**TASK DIRECTIONS**
Look through the records below for the line with "new full-auth-family test)" and the line with "-40,10 +40,11 @@", then return those lines and all lines between, exactly.
DATA FOR PROCESSING section start
PR #257, opened 2022-04-26
Clarify comment for rustls_certified_key_build

jsha:
It does not take ownership of the pointers it is passed, and the
resulting struct should usually be freed right after creating a config
with it.

### DIFF
--- a/src/cipher.rs
+++ b/src/cipher.rs
@@ -280,6 +280,17 @@ impl rustls_certified_key {
     /// the original caller has called `rustls_certified_key_free`, other objects
     /// may retain a pointer to the object. The memory will be freed when all
     /// references are gone.
+    ///
+    /// This function does not take ownership of any of its input pointers. It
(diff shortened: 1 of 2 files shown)


djc (approved):

src/cipher.rs
```diff
@@ -280,6 +280,17 @@ impl rustls_certified_key {
...
     /// references are gone.
+    ///
+    /// This function does not take ownership of any of its input pointers. It
+    /// parses the pointed-to data and makes a copy of the result. You may
+    /// free the cert_chain and private_key pointers after calling it.
+    ///
+    /// Typically, you will build a `rustls_certified_key`, use it to create a
+    /// `rustls_server_config` (which increments the reference count), and then
+    /// immediately call `rustls_certified_key_free`. That leaves the
+    /// `rustls_server_config` in posession of the sole reference, so the
```
djc, line 291: "posession" => "possession"

Issue #161, opened 2026-06-10
🟡 Security hardening — briefing-tag strip, log redaction, cron tz, runLock nonce, migration error handling, telegram framing


robertclawson:
## 🟡 Security & correctness hardening (PR C)

Grouped medium-severity items. Line numbers from reviewer's checkout — confirm during implementation.

**A. `<briefing>` tags not stripped from untrusted content** — `src/orchestrator/screen.ts:170-178`, `src/lib/threatJudge.ts:166`
Marker-stripping removes `<untrusted_content>` but **not** `<briefing>`, which the judge is told to trust. A concrete injection vector to lower the judge's own score. (The fail-open-on-unparseable-JSON behaviour is documented/intentional and left as-is; the briefing-tag gap looks unintended.) Fix: strip `<briefing>` from untrusted content before it reaches the judge.

**B. Log redaction is prefix-only; task output stored unredacted** — `src/cli/tick.ts:410-417`, `tasks.ts:466`
Redaction catches only `ghp`/`sk`/`xox*`-shaped tokens; bare bearer / AWS (`AKIA…`) tokens stream verbatim. `logRun` writes `outputExcerpt` (first 500 chars of raw command output) into `task_runs` with **no** redaction. Fix: broaden the redaction patterns and apply them to `outputExcerpt`.

**C. Cron hard-coded to UTC** — `src/lib/cronSchedule.ts:24,37,58`
`0 9 * * *` fires 9am **UTC**, drifting across the operator's DST and wrong wall-clock for any non-UTC user (we're Europe/Amsterdam). This is phantombot's own `task` scheduler. (Missed-run "skip don't pile up" semantics are correct.) Fix: make the cron tz-aware (operator/persona timezone).

**D. `runLock` PID-reuse / TOCTOU** — `src/lib/runLock.ts:65-92`
Stale detection is `kill(pid,0)`; a recycled PID → permanent false "already running", plus a check→create race the code itself flags. Fix: add a start-time/boot-id nonce to disambiguate.

**E. Migrations swallow all exceptions** — `src/lib/tasks.ts:238-248`
`ALTER TABLE ADD COLUMN` catches everything, so a real failure (disk full, locked DB) is indistinguishable from the idempotent "duplicate column" no-op → silent schema drift. Fix: catch only the duplicate-column case, rethrow otherwise.

**F. Untrusted Telegram text framed as trusted structure** — `telegram.ts:627-665,1296-1298`
[...]

Issue #159, opened 2026-06-10
🔴 Telegram offset committed before processing — crash/restart drops messages


robertclawson:
## 🔴 High (reliability) — Telegram offset committed before messages are processed; crash drops messages

**File:** `src/channels/telegram.ts` (~L1124-1126)

`offset = nextOffset` advances **before** the `for (const msg of updates)` loop enqueues fire-and-forget per-chat turns. The next `getUpdates` commits that offset to Telegram, so a SIGTERM/restart/crash with turns still in-flight loses those messages — Telegram considers them acked, no reply ever produced. The `ackUpdates` machinery only protects the slash-command `afterSend` path; ordinary turns have no such guarantee. At-most-once where at-least-once is wanted.

**Verified on `main`:** `ackUpdates`/`getUpdates`/offset machinery present as described.

**Fix:** only advance/commit the offset once the corresponding turns are durably enqueued (or extend the existing ack mechanism to ordinary turns).

_Severity: high. Slated for PR B (data-integrity cluster)._

robertclawson:
**Closing as by-design — this is an intentional, calculated trade-off, not a bug.**

The poll loop advances the Telegram offset *before* per-chat turns are enqueued fire-and-forget, which makes delivery **at-most-once**: a crash/SIGTERM with turns still in flight will drop those messages.

We are keeping this behaviour deliberately. A phantom is a **conversational agent, not a durable task queue**. Users are mid-conversation with their agent — they are not submitting jobs to a waterfall worklist where each item must run exactly once. What matters here is **concurrency and responsiveness**: advancing the offset immediately lets us poll the next batch and fan messages out to independent per-chat turns without serializing the whole bot behind the slowest in-flight turn.

Getting true at-least-once (a persistent inbox, or an ack-watermark + dedup layer) would buy crash-replay of the rare dropped message at the cost of the snappy, concurrent, fire-and-forget experience that defines the product. We choose the experience. In the worst case a user re-sends and the conversation continues — an acceptable loss.

The behaviour is now documented with a strong in-code comment at the offset-ack site in `src/channels/telegram.ts` (PR #164) so it is not mistaken for a bug and silently 'fixed' later. Anyone wanting to change it must re-litigate this trade-off first.

Closing as `wontfix` / by-design.

PR #163, opened 2026-06-10
fix: auth-family env leak (#157) + sqlite busy_timeout (#158)

### LINKED ISSUE #157: 🔴 OAuth-only invariant incomplete — auth token can silently leak into claude subprocess
## 🔴 High (security/billing) — OAuth-only invariant is incomplete; token auth can silently leak in

**File:** `src/harnesses/claude.ts` (~L97, L224-236)

`filterAuthEnv` strips only `ANTHROPIC_API_KEY`. It does **not** strip `ANTHROPIC_AUTH_TOKEN`, `CLAUDE_CODE_OAUTH_TOKEN`, or `ANTHROPIC_BASE_URL`. `reloadEnvFiles()` runs immediately before (L97), re-sourcing `~/.env` into `process.env`. So a user who runs `phantombot env set ANTHROPIC_AUTH_TOKEN …` (or has it exported) silently flips `claude` from the Max-subscription OAuth path to token billing — the exact failure the design comment claims to prevent.

**Verified on `main`:** `filterAuthEnv` body is a single `if (k === "ANTHROPIC_API_KEY") continue;`.

**Fix:** switch from denylist to **allowlist**, or at minimum strip the whole `ANTHROPIC_*` auth family (`ANTHROPIC_API_KEY`, `ANTHROPIC_AUTH_TOKEN`, `CLAUDE_CODE_OAUTH_TOKEN`, `ANTHROPIC_BASE_URL`). Add a regression test asserting all four are absent from the subprocess env.

_Severity: high. Cheap, high-value — slated for PR A._

### LINKED ISSUE #158: 🔴 SQLite missing busy_timeout — concurrent run/tick writers throw SQLITE_BUSY
## 🔴 High (data-loss) — SQLite has no `busy_timeout` but two processes write the shared DB

**Files:** `src/memory/store.ts:351`, `src/lib/tasks.ts:569`, `src/lib/memoryIndex.ts:158`

WAL is on, but `busy_timeout` is unset (=0). The store comment even says "single-process" (store.ts:349) — yet `phantombot tick` is a **separate process** sharing `memory.sqlite` with `phantombot run`. WAL allows concurrent readers + one writer; two concurrent writers (`run` persisting a turn while `tick` calls `recordRun`) get an immediate `SQLITE_BUSY` throw instead of a blocking retry → intermittent, hard-to-repro write failures under normal operation.

**Verified on `main`:** all three openers set `PRAGMA journal_mode = WAL` with no `busy_timeout`.

**Fix:** one line per opener — `db.exec("PRAGMA busy_timeout = 5000");`

_Severity: high. One-liner — slated for PR A._

robertclawson:
**PR A** of the codebase-health triage — the two cheap, high-value fixes. Both verified against current `main` before changing. Closes #157, closes #158.

## #157 — auth-family env leak (security/billing) 🔴
`filterAuthEnv` stripped only `ANTHROPIC_API_KEY`. The rest of the auth/routing namespace — `ANTHROPIC_AUTH_TOKEN`, `ANTHROPIC_BASE_URL`, `ANTHROPIC_CUSTOM_HEADERS`, `CLAUDE_CODE_OAUTH_TOKEN`, `CLAUDE_CODE_USE_BEDROCK`, … — passed straight through. Since `invoke()` runs `reloadEnvFiles()` immediately before filtering, a stray `phantombot env set ANTHROPIC_AUTH_TOKEN …` (or any exported family member) would silently flip claude off the Max-subscription OAuth path onto token/proxy billing — the exact failure the OAuth-only invariant exists to prevent.

**Fix:** swap the single-name denylist for a **namespace allowlist** — drop every `ANTHROPIC_*` / `CLAUDE_CODE_*` var unless explicitly allow-listed (`AUTH_ENV_ALLOW`, empty today since the codebase reads none of them). Closes the whole family at once and is future-proof against new auth vars.

## #158 — sqlite `busy_timeout` missing (data-loss) 🔴
`memory.sqlite` is shared across processes (`run` persists turns while `tick` records task runs / reindexes). WAL is on but `busy_timeout` was 0, so a second concurrent writer gets an immediate `SQLITE_BUSY` throw instead of blocking. Intermittent, hard-to-repro write failures.

**Fix:** `PRAGMA busy_timeout = 5000` on all three openers (memory store, task store, memory index).

## Validation
- `bun tsc --noEmit` ✅ clean
- `bun test` ✅ **1168 pass, 1 skip, 0 fail** (incl. new full-auth-family test)
- Two commits, one per issue.

Deliberately scoped tiny — the data-integrity cluster (#159/#160) and security hardening (#161) follow as separate PRs.

### DIFF
--- a/src/harnesses/claude.ts
+++ b/src/harnesses/claude.ts
@@ -40,10 +40,11 @@
  *      subscription path. Don't add it back unless that changes upstream.
  *
  * Auth model under phantombot:
- *   ANTHROPIC_API_KEY is filtered out of the subprocess env so claude
- *   resolves credentials from ~/.claude/.credentials.json (the OAuth
+ *   The entire ANTHROPIC_* / CLAUDE_CODE_* auth+routing namespace is
+ *   filtered out of the subprocess env (see filterAuthEnv) so claude
+ *   resolves credentials only from ~/.claude/.credentials.json (the OAuth
  *   path that backs Claude Max). Phantombot does not hold or pass any
- *   API keys.
+ *   API keys, auth tokens, or base-URL overrides.
  */
 
 import { access, constants } from "node:fs/promises";
@@ -96,8 +97,9 @@ export class ClaudeHarness implements Harness {
     // Shell-exported keys remain sticky — see envBootstrap.ts header.
     await reloadEnvFiles();
 
-    // OAuth-on-host: don't leak ANTHROPIC_API_KEY into the subprocess env,
-    // so claude resolves credentials from ~/.claude/.credentials.json.
+    // OAuth-on-host: don't leak any ANTHROPIC_* / CLAUDE_CODE_* auth or
+    // routing var into the subprocess env (reloadEnvFiles just re-sourced
+    // ~/.env), so claude resolves credentials from ~/.claude/.credentials.json.
     const env = withPersonaEnv(filterAuthEnv(process.env), req.persona);
 
     const proc = spawnInNewSession([this.config.bin, ...args], {
@@ -221,16 +223,43 @@ export const PHANTOMBOT_INJECTED_CLAUDE_SETTINGS = {
 } as const;
 
 /**
- * Strip ANTHROPIC_API_KEY from the inherited env so the subprocess uses
- * OAuth credentials at ~/.claude/.credentials.json. Exported for testing.
+ * Prefixes whose entire namespace is treated as authentication/routing
+ * config for the claude subprocess. Anything matching one of these is
+ * dropped from the inherited env UNLESS it is explicitly allow-listed in
+ * AUTH_ENV_ALLOW below.
+ *
+ * Denylisting individual names (the old behaviour, which only stripped
+ * ANTHROPIC_API_KEY) is fragile: ANTHROPIC_AUTH_TOKEN, ANTHROPIC_BASE_URL,
+ * CLAUDE_CODE_OAUTH_TOKEN, CLAUDE_CODE_USE_BEDROCK, etc. all silently flip
+ * claude off the Max-subscription OAuth path. reloadEnvFiles() re-sources
+ * ~/.env into process.env right before this runs, so a stray
+ * `phantombot env set ANTHROPIC_AUTH_TOKEN …` would leak straight through.
+ * Allow-listing the namespace closes the whole family at once.
+ */
+const AUTH_ENV_PREFIXES = ["ANTHROPIC_", "CLAUDE_CODE_"] as const;
+
+/**
+ * Known-safe vars inside the auth namespace that may still pass through to
+ * the subprocess. Empty today — the codebase reads none of these itself,
+ * and the claude subprocess must take its credentials only from
+ * ~/.claude/.credentials.json. Add a name here only with a clear reason.
+ */
+const AUTH_ENV_ALLOW = new Set<string>([]);
+
+/**
+ * Strip the entire ANTHROPIC_* / CLAUDE_CODE_* auth+routing namespace from
+ * the inherited env so the subprocess uses OAuth credentials at
+ * ~/.claude/.credentials.json. Exported for testing.
  */
 export function filterAuthEnv(
   source: NodeJS.ProcessEnv,
 ): Record<string, string> {
   const out: Record<string, string> = {};
   for (const [k, v] of Object.entries(source)) {
-    if (k === "ANTHROPIC_API_KEY") continue;
-    if (v !== undefined) out[k] = v;
+    if (v === undefined) continue;
+    const inAuthNamespace = AUTH_ENV_PREFIXES.some((p) => k.startsWith(p));
+    if (inAuthNamespace && !AUTH_ENV_ALLOW.has(k)) continue;
+    out[k] = v;
   }
   return out;
 }
--- a/src/lib/memoryIndex.ts
+++ b/src/lib/memoryIndex.ts
@@ -156,6 +156,9 @@ export class MemoryIndex {
   constructor(private readonly db: Database) {
     db.exec(SCHEMA);
     db.exec("PRAGMA journal_mode = WAL");
+    // Shared across processes (tick reindex vs. run query): block-and-retry
+    // on a busy writer instead of an immediate SQLITE_BUSY throw. See store.ts.
+    db.exec("PRAGMA busy_timeout = 5000");
   }
 
   static async open(indexPath: string): Promise<MemoryIndex> {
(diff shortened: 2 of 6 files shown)


src/harnesses/claude.ts
```diff
@@ -221,16 +223,43 @@ export const PHANTOMBOT_INJECTED_CLAUDE_SETTINGS = {
...
+ * claude off the Max-subscription OAuth path. reloadEnvFiles() re-sources
+ * ~/.env into process.env right before this runs, so a stray
+ * `phantombot env set ANTHROPIC_AUTH_TOKEN …` would leak straight through.
+ * Allow-listing the namespace closes the whole family at once.
+ */
+const AUTH_ENV_PREFIXES = ["ANTHROPIC_", "CLAUDE_CODE_"] as const;
+
+/**
+ * Known-safe vars inside the auth namespace that may still pass through to
+ * the subprocess. Empty today — the codebase reads none of these itself,
```
andrewagrahamhodges, line 243: 🔵 **Trivial (Praise)**: The prefix-matching + allowlist pattern is the right abstraction for an auth namespace. It's easy to audit (one `Set`), impossible to miss a new var (any `ANTHROPIC_*` or `CLAUDE_CODE_*` is blocked by default), and adding an exception is a one-line change with a clear comment requirement.

src/memory/store.ts
```diff
@@ -346,9 +346,13 @@ export async function openMemoryStore(path: string): Promise<MemoryStore> {
     await mkdir(dirname(path), { recursive: true });
   }
   const db = new Database(path, { create: true });
-  // WAL keeps reads non-blocking even though phantombot is single-process —
-  // useful if `phantombot history` is run while a `phantombot chat` REPL is open.
+  // WAL keeps reads non-blocking, but the file is in fact shared across
```
andrewagrahamhodges, line 349: 🔵 **Trivial (Praise)**: The expanded comment explaining *why* busy_timeout is needed (cross-process WAL sharing between `run` and `tick`) is exactly the kind of context that prevents the next maintainer from 'optimizing' it away.

andrewagrahamhodges (dismissed):
## Code Review: Auth-family env leak + SQLite busy_timeout

**Author:** @robertclawson | **Files:** 5 | **Verdict:** Approve

- `filterAuthEnv` is called **only** in `src/harnesses/claude.ts:103`, where it strips auth vars from the claude subprocess's environment before spawn. It does not touch Telegram config, streaming logic, or any other runtime path.
- The `busy_timeout` pragma is a SQLite WAL concurrency improvement — it makes concurrent writers block-and-retry instead of throwing `SQLITE_BUSY`. No behavioral change to any runtime path; purely resilience.
- Zero files in `src/channels/`, `src/orchestrator/turn.ts`, or `src/lib/harnessRunner.ts` are modified.

### Fix 1: Auth-family namespace allowlist (#157) — SECURITY

The old `filterAuthEnv` stripped only `ANTHROPIC_API_KEY`. The new implementation strips the **entire `ANTHROPIC_*` / `CLAUDE_CODE_*` namespace** via prefix matching, with an explicit allowlist (`AUTH_ENV_ALLOW`, currently empty). This closes the whole family at once — `ANTHROPIC_AUTH_TOKEN`, `ANTHROPIC_BASE_URL`, `CLAUDE_CODE_OAUTH_TOKEN`, etc. can no longer leak through and flip claude off the Max-subscription OAuth path.

The allowlist design is future-proof: adding a new safe var is a one-line `AUTH_ENV_ALLOW.add()` instead of hunting for new denylist entries.

### Fix 2: SQLite busy_timeout (#158) — DATA INTEGRITY

`PRAGMA busy_timeout = 5000` added to all three SQLite openers (memory store, task store, memory index). This prevents intermittent `SQLITE_BUSY` throws when `run` persists turns while `tick` records task runs against the same WAL database.

### Findings

| 1 | 🔵 Trivial | src/harnesses/claude.ts | 243 | Clean prefix-matching with explicit allowlist — both readable and future-proof. |
| 2 | 🔵 Trivial | src/memory/store.ts | 349 | Correctly documented why busy_timeout is needed (cross-process WAL sharing). |

### What's Good
- **Minimal, targeted fixes** — each commit addresses one issue with the smallest possible change.
- **Test coverage** — the new `"strips the whole ANTHROPIC_* / CLAUDE_CODE_* auth family"` test explicitly verifies the namespace boundary.
- **Consistent pragma placement** — all three SQLite openers get the same `busy_timeout` treatment, preventing any future opener from being missed.

<details>

```
Nothing to change. Clean, targeted security and data-integrity fixes with good test coverage.
```
</details>

src/lib/memoryIndex.ts
```diff
@@ -156,6 +156,9 @@ export class MemoryIndex {
   constructor(private readonly db: Database) {
     db.exec(SCHEMA);
     db.exec("PRAGMA journal_mode = WAL");
+    // Shared across processes (tick reindex vs. run query): block-and-retry
+    // on a busy writer instead of an immediate SQLITE_BUSY throw. See store.ts.
+    db.exec("PRAGMA busy_timeout = 5000");
```
kaieriksen: This timeout is set too late for the index connection. `MemoryIndex` runs `db.exec(SCHEMA)` before installing the busy handler, so the first schema/setup statements can still fail immediately when tick and another process touch the same index DB. Move `PRAGMA busy_timeout = 5000` into `MemoryIndex.open()` immediately after `new Database(...)` and before constructing `MemoryIndex` / running schema setup; ideally add a small opener test so this does not drift back.

kaieriksen (changes requested):
Requested one fix before this is ready: the auth-family filter is good, and the focused tests/typecheck passed locally, but the MemoryIndex busy_timeout is installed after schema setup, leaving the first statements on that connection unprotected.

robertclawson:
Fixed in `b0f064c`. Moved the WAL + `busy_timeout` pragmas out of the `MemoryIndex` constructor and into `open()`, so they run on the connection **before** `db.exec(SCHEMA)` — schema setup is now protected too. Matches the `store.ts` ordering. Added an opener test asserting `busy_timeout` is in effect on a file-backed index. tsc clean, full suite 1169 pass. @kaieriksen re-review please.

kaieriksen (approved):
Re-reviewed latest commit b0f064c. The MemoryIndex busy_timeout issue is fixed: WAL and busy_timeout now run in open() before schema setup, matching the store opener ordering.\n\nVerified locally:\n- /home/kai/.bun/bin/bun test tests/harnesses-claude.test.ts tests/lib-memoryIndex.test.ts\n- /home/kai/.bun/bin/bun tsc --noEmit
DATA FOR PROCESSING section end
**TASK OUTPUT**
- `bun test` ✅ **1168 pass, 1 skip, 0 fail** (incl. new full-auth-family test)
- Two commits, one per issue.

Deliberately scoped tiny — the data-integrity cluster (#159/#160) and security hardening (#161) follow as separate PRs.

### DIFF
--- a/src/harnesses/claude.ts
+++ b/src/harnesses/claude.ts
@@ -40,10 +40,11 @@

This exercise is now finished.